Selain Syamsul, KPK juga menetapkan Sekretaris Daerah Kabupaten Cilacap, Sadmoko Danardono sebagai tersangka.
"Sadmoko Danardono selaku Sekretaris Daerah Kabupaten Cilacap, mengumpulkan uang untuk kebutuhan memberikan THR untuk pribadi dan pihak-pihak eksternal, yaitu Forkopimda di lingkungan Pemkab Cilacap," kata Deputi Penindakan dan Eksekusi KPK, Asep Guntur Rahayu, di Gedung KPK, Jakarta Selatan, Sabtu (14/3/2026).
Untuk memenuhi target pembagian THR lebaran kepada aparatur Forkopimda Cilacap, Sadmoko memerintahkan seluruh perangkat daerah di kabupaten tersebut untuk memberikan setoran dengan target mencapai Rp75 juta hingga Rp100 juta di setiap instansi.
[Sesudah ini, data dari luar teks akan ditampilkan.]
PR #92, opened 2018-01-10
Fix warnings

cvvergara:
Fixing warnings generated with the new flags

### DIFF
--- a/include/geos/profiler.h
+++ b/include/geos/profiler.h
@@ -80,8 +80,9 @@ public:
 	void stop()
 	{
 		gettimeofday(&stoptime, nullptr);
-		double elapsed = 1000000*(stoptime.tv_sec-starttime.tv_sec)+
-			(stoptime.tv_usec-starttime.tv_usec);
+		double elapsed = static_cast<double>(
+				1000000 * (stoptime.tv_sec - starttime.tv_sec)
+				+ (stoptime.tv_usec - starttime.tv_usec));
 
 		timings.push_back(elapsed);
 		totaltime += elapsed;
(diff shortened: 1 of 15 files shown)


include/geos/profiler.h
```diff
@@ -80,8 +80,9 @@ class GEOS_DLL Profile {
 	void stop()
 	{
 		gettimeofday(&stoptime, nullptr);
-		double elapsed = 1000000*(stoptime.tv_sec-starttime.tv_sec)+
-			(stoptime.tv_usec-starttime.tv_usec);
+		double elapsed = static_cast<double>(
```
strk: Does it fix the warning if you end the literal number with a dot? Or what does the warning say exactly?

cvvergara: The literal is not the problem, the problem is the whole computation.

strk:
> /home/vicky/potree/geos/vicky/include/geos/profiler.h:84:51: warning: conversion to ‘double’ from ‘__time_t {aka long int}’ may alter its value [-Wconversion]
>      1000000. * (stoptime.tv_sec - starttime.tv_sec)

Ok, I see `long int - long int` is converted to double
The message is warning us about possibly being unable to
represent a big number with a double, right ?

Do you get the same warning with this ?

     long int i = 9223372036854775807L;
     double d = i;

A static_cast<> simply hides the problem, right ?
Anyway, we should be able to only cast the (stop-start)
numbers ?

cvvergara:
Yes a static_cast hides the problem, but you make it visible, each time there is one, there is a conversion problem. (that maybe JTS people did not catch)

cvvergara:
Closing due to more knowledge about how things work

PR #97, opened 2018-02-13
Add support for nmake version 14.12.25835.0

cedricdelpas:
Add support for nmake version 14.12.25835.0


mattmakesmaps:
I also ran into this issue. Specific to this version of `nmake`, should the corresponding `GEOS_MSC` value be incremented from `1910` to `1912`?

See table in the following: https://blogs.msdn.microsoft.com/vcblog/2017/11/15/side-by-side-minor-version-msvc-toolsets-in-visual-studio-2017/

cedricdelpas:
You are right. It's a misstake in my commit. Do you want i make the modification in the branch CGX-GROUP:visual_15.5.6 ?

pramsey:
We've deprecated *.vc files so MSVC support is now exclusively via Cmake.

PR #99, opened 2018-05-29
Add GEOSGeom_getXMin and friends

dbaston:
Trac: https://trac.osgeo.org/geos/ticket/871


dbaston:
Travis is failing on some syntax that I believe is valid, but only in CMake builds:

`using geom_ptr= std::unique_ptr<GEOSGeometry, decltype(&GEOSGeom_destroy)>;
`

Is CMake not passing along -std=c++11 ?

strk:
Please reference the ticket in the commit (`closes #871`) and don't forget an entry in the NEWS file. You'll have to check yourself about CMake

PR #100, opened 2018-05-30
Add GEOSReverse to CAPI

dbaston:
I was surprised that the `Polygon` and `MultiPolygon` classes don't provide a `reverse` method. This PR provides a "reverse" operation at the CAPI only. Maybe in the future a virtual `Geometry::reverse` method could be created and some of this code could be removed.


strk:
JTS has it, maybe you could port it:


```
  /**
   * Computes a new geometry which has all component coordinate
   * sequences
   * in reverse order (opposite orientation) to this one.
   *
   * @return a reversed geometry
   */
  public abstract Geometry reverse();
```

strk:
> That is probably the way to go, but is there anything wrong with merging in this implementation in the meantime?

That you'll have to change the implementation after porting,
so if you plan to do the port why not doing it now ?
Doens't sound to be too much work (it's the nice thing of C++
interface being advertised as unstable...)

dbaston:
> Doens't sound to be too much work (it's the nice thing of C++
> interface being advertised as unstable...)

I'm a bit wary, because the virtual method would return a `Geometry*` instead of the specific type, so all existing usages will have to be found and dynamic casts added. I'll look and see.

dbaston:
Looks like it worked out OK.

strk:
Great. If you can update any port info (see top of files) that'd be great. When you do please update both the .cpp and the .h file

dbaston:
I don't think there's anything to update...the port comments reference JTS 1.12, which already had these methods.

strk:
On Thu, May 31, 2018 at 02:32:23PM +0000, Dan Baston wrote:
> I don't think there's anything to update...the port comments reference JTS 1.12, which already had these methods.

In other files I tried to reference exact commit.
Revision IDs from SVN are gone so it would be nice if
we could include something from GIT now (git-describe?)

Namun realisasinya, Sadmoko hanya berhasil menghimpun setoran yang diterima beragam mulaidari Rp3 juta hingga Rp100 juta per perangkat daerah.
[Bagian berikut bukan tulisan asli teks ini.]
PR #102, opened 2018-06-07
[CMake] Build the C API into static libs

dakotahawkins:
To support building (e.g., GDAL) against static libs only, add the C API
to the static target.

Otherwise, if building with CMake, the C API is only available in a
dynamic library.

In the future, this could be a lot cleaner -- e.g. with more idiomatic
CMake configuration of shared vs. static builds -- but for the time
being I hope this will be acceptable.

### DIFF
--- a/capi/CMakeLists.txt
+++ b/capi/CMakeLists.txt
@@ -21,8 +21,8 @@ set(geos_c_SOURCES
 
 file(GLOB geos_capi_HEADERS ${CMAKE_BINARY_DIR}/capi/*.h) # fix source_group issue
 
-if(NOT GEOS_ENABLE_MACOSX_FRAMEWORK)
-  # if building OS X framework, CAPI built into C++ library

Asep menjelaskan bahwa nominal setoran masing-masing organisasi perangkat daerah diatur oleh Ferry Adhi Darma selaku Asisten II Kabupaten Cilacap. Untuk menghimpun iuran THR tersebut, Sadmoko tak segan mengerahkan Satpol PP untuk menagih setiap kepala perangkat daerah.
"Bahwa selanjutnya, dalam periode 9-13 Maret 2025, sebanyak 23perangkat daerah Kabupaten Cilacap telah menyetorkan permintaan Bupati yang dikumpulkan melalui FER dengan total mencapai Rp610juta," jelas Asep.
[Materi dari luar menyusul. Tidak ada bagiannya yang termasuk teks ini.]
PR #103, opened 2018-06-07
[CMake] Build the C API into static libs (svn-3.6 backport)

dakotahawkins:
To support building (e.g., GDAL) against static libs only, add the C API
to the static target.

Otherwise, if building with CMake, the C API is only available in a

Hingga akhirnya, pada Jumat 13 Maret 2026, melalui operasi tangkap tangan, KPK mengamankan 27 orang dengan berbagai jabatan di Kabupaten Cilacap. Dari 27 orang tersebut, 13 di antaranya diangkut ke Jakarta dan dilakukan pemeriksaan intensif hingga kemudian ditetapkan dua tersangka yaitu Auliya dan Sadmoko.
KPK berhasil mengamankan uang tunai Rp610 juta yang terbagi dalam sejumlah goodie bag yang siap disetorkan kepada masing-masing pimpinan Forkopimda Cilacap.
KPK selanjutnya melakukan penahanan terhadap para Tersangka untuk 20hari pertama sejak 14 Maret sampai 2 April 2026. Penahanan dilakukan di Rumah Tahanan Negara (Rutan) Cabang Gedung Merah Putih KPK.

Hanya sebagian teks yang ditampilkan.